Rather than threatening to turn game reviewing into an esoteric art, the desire to plumb the critical depths really comes from the basis of reviewing and popular criticism. Each level of criticism relies on the previous. A critic starts asking about the meanings the game has to themselves, whether or not they like it. Next, they may generalize their tastes into whether others might like the game. Finally, they try to figure out what truths might be contained within that mean something in a more universal context.
If you reviewed GTA III, for example, and really liked it, you could look at it mechanically and wonder why it was enjoyable. You could abstract those reasons to come up with reasons why other gamers might like the game. And, as you reached the next level of criticism, you might start to ask questions like:
- Why is it fun to be bad?
- Does playing a criminal make me want to do bad things in real life?
- If the character I play is a thieving, murdering ex-con, why do I feel such sympathy for him?
- Do we live in an age where media violence has become so normal that we can only laugh about it?
- What is happening in society where behaving badly in a virtual world is so satisfying?
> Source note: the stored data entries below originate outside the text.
PR #3563, opened 2022-02-04
fix: escape text segments in meta variables

### LINKED ISSUE #3222: character module incorrectly renders "}" after "%" (zsh)
(`starship bug-report` tried including my whole .zshrc in the body of the report and was truncated, so creating this manually.)

#### Current Behavior
The character module has an extra `}` after the configured `%` content. This appeared after upgrading to 1.0.0 via homebrew. It was not occurring on 0.58.0 with the same configuration.

#### Expected Behavior
The output of the module should just be `%`.

Screenshot 2021-11-10 at 17 26 37

On 0.58.0, there is an extra `%` between the two `%{%}`s at in the 2nd group. Looks like it's not being escaped properly now?

At a quick guess, c1f2d345aac0b0241ea1b6d99977fea20fa3f5bb seems a likely commit to have changed the behaviour.

#### Environment
- Starship version:
```
starship 1.0.0
branch:
commit_hash:
build_time:2021-11-09 21:30:28 +00:00
build_env:rustc 1.56.1,
```

- Shell type: zsh
- Shell version: zsh 5.8 (x86_64-apple-darwin19.6.0)
- Shell plugin manager: none, hand-crafted zsh config :)
- Terminal emulator: iTerm2
- Operating system: macOS 11.6.1

Source is at:

https://github.com/jamesoff/zsh/blob/master/local-plugins/starship/init.zsh (written originally to allow me to mix and match a self-built starship from local source with the brew-installed one)
https://github.com/jamesoff/zsh/blob/master/.zshrc#L325

#### Starship Configuration

```bash
add_newline = false
right_format = "$all"

[aws]
format = '[($symbol($profile)(/$region))]($style)'
symbol = " "
style = "#FF9900"
disabled = true

[custom.aws]
command = "echo -n $AWS_PROFILE; if [[ -n $AWS_DEFAULT_REGION ]]; then echo -n \"/$AWS_DEFAULT_REGION\"; fi; echo"
when = "[[ -n $AWS_PROFILE ]]"
description = "Show AWS profile and region if set"
format = "[$symbol$output]($style) "
symbol = " "
style = "#FF9900"

[character]
success_symbol = "[%](blue)"
error_symbol = "[%](red)"

[directory]
style = "white"

[line_break]
disabled=false

[custom.shlvltmux]
# have to substract two as the shell being used for evaluating output adds 1, as does tmux
command = "echo $(( $SHLVL - 2 ))"
when = "[[ -n $TMUX && $SHLVL -gt 3 ]]"
description = "Show the current shell nesting level (in tmux)"
symbol = " "
style = "blue"
format = "[$symbol$output]($style) "

[custom.shlvl]
# have to substract one as the shell being used for evaluating output adds 1
command = "echo $(( $SHLVL - 1 ))"
when = "[[ -z $TMUX && $SHLVL -gt 2 ]]"
description = "Show the current shell nesting level"
symbol = " "
style = "blue"
format = "[$symbol$output]($style) "

[custom.awscreds]
command = "echo static credentials"
when = "[[ -n $AWS_ACCESS_KEY_ID && -z $AWS_SESSION_TOKEN ]]"
description = "Warn if AWS credentials are configured in the environment"
symbol = "⚠️  "
style = "red"
format = "with [$symbol$output]($style) "

[custom.awscredstemp]
command = "echo session credentials"
when = "[[ -n $AWS_ACCESS_KEY_ID && -n $AWS_SESSION_TOKEN ]]"
description = "Warn if temporary AWS credentials are configured in the environment"
symbol = "⚠️  "
style = "yellow"
format = "with [$symbol$output]($style) "

[package]
symbol = " "

[perl]
symbol = " "

[php]
symbol = " "

[python]
symbol = " "
detect_folders=[".venv"]
style="#366E9D"
format='[${symbol}${pyenv_prefix}(${version} )(\($virtualenv\) )]($style)'

[ruby]
symbol = " "

[rust]
symbol = " "

[git_branch]
symbol = " "
style="#F45D27"

[git_status]
style="#F44D27"


[status]
disabled=false
format="[($status)]($style)"

```

davidkna:
#### Description

In addition to `map` also handle escape for `Text` segments  in meta variables in `parse_format` for `map_meta` akin to the handling for regular `map`. I'm not very familiar with this area of the code, but it seems to work.

#### Motivation and Context

Closes #3222

#### Checklist:

### DIFF
--- a/src/formatter/string_formatter.rs
+++ b/src/formatter/string_formatter.rs
@@ -287,7 +287,16 @@ impl<'a> StringFormatter<'a> {
                 .into_iter()
                 .map(|el| {
                     match el {
-                        FormatElement::Text(text) => Ok(Segment::from_text(style, text)),
+                        FormatElement::Text(text) => Ok(Segment::from_text(
+                            style,
+                            shell_prompt_escape(
+                                text,
+                                match context {
+                                    None => Shell::Unknown,
+                                    Some(c) => c.shell,
+                                },
+                            ),
+                        )),
                         FormatElement::TextGroup(textgroup) => {
                             let textgroup = TextGroup {
                                 format: textgroup.format,


matchai (approved):
LGTM 👍

chipbuster:
> This seems to break the #3546 workaround.

We can temporarily fix this by adding a custom module (since custom module outputs are unescaped) which prints the appropriate zsh escape sequence. We can then set the continuation prompt to only print the custom module.

This will cause the custom module to always print, but we can then arrest this by adding a `when` check for an environment variable `STARSHIP_CONTINUATION` and then modifying the starship init script to set this environment variable only on continuation prompt draw.

The final modifications to files looks like this:

```
# In starship.toml

# continuation_prompt = "[%_∙](bright-black) "
continuation_prompt = "${custom.zshcontinuation}"

[custom.zshcontinuation]
command = "printf '%s' '%_∙'" # shows output of command
shell = "zsh"
when =""" test "$STARSHIP_CONTINUATION" = "true" """
format = "[$output ]($style)"
style = "bright-black"
```

```zsh
# In zsh init file (usually .zshrc)
# First line already exists, add new line right below it
eval $(starship init zsh)
PROMPT2="$(STARSHIP_CONTINUATION=true $(which starship) prompt --continuation)"
```

Note that this example uses `starship` and `which starship`, but if you are using an absolute path to starship, you should use it in both locations, e.g.  


```zsh
eval $(/programs/starship init zsh)
PROMPT2="$(STARSHIP_CONTINUATION=true /programs/starship prompt --continuation)"
```

Under this regime, we'll have a result that correctly emulates the current behavior:

image

bitti:
This also broke some of my prompts, since I use escaped `\[ \]` sequences to compensate for overwidth characters. I know you're supposed to use a special single width unicode font with starfish, but this was a nice way to avoid that.

E.g. I've
```
not_executable_symbol = '🚫\\\[ \\\]'
```
Where bash is supposed to end up seeing `🚫\[ \]` where the escaped brakets compensate for the double width of 🚫 as documented under `LESS='-p ^PROMPTING' man bash`:

    \[     begin a sequence of non-printing characters, which could be used to embed a terminal control sequence into the prompt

- What is it like to live in a world where a game like this is a best-seller?
Of course, these are only examples. Still, these questions lead far from the sort of review that is concerned with graphics, voice acting, particle effects, control set-ups or cut scenes alone. Certainly, these elements matter, but they are most compelling when looked at in the context of bigger questions that matter not only to the game and the player, but also outside that closed and isolated loop.
Over time, expect to see the evolution of criticism in videogames continue as academics bring their philosophical and structural tools to bear in creating conceptual criticism that will surely disturb gamers accustomed to simpler forms. Look for game reviewers tired of simple recitations of product features to mature into critics. These writers will most likely form the lead column in an advancement of game criticism. Why? Because, simply, as common reviewing convention grows toward more sophisticated criticism, the critics can help make sense of the medium in both a personal and larger cultural context for gamers.
And this is good news for games.
For videogames to actually grow as an expressive art form and reach beyond the status of toy products built as simple diversions and recognize their full potential as a renowned creative and aesthetic pursuit, people need to talk about them differently. Game journalists can help lead that conversation by finding more interesting answers.”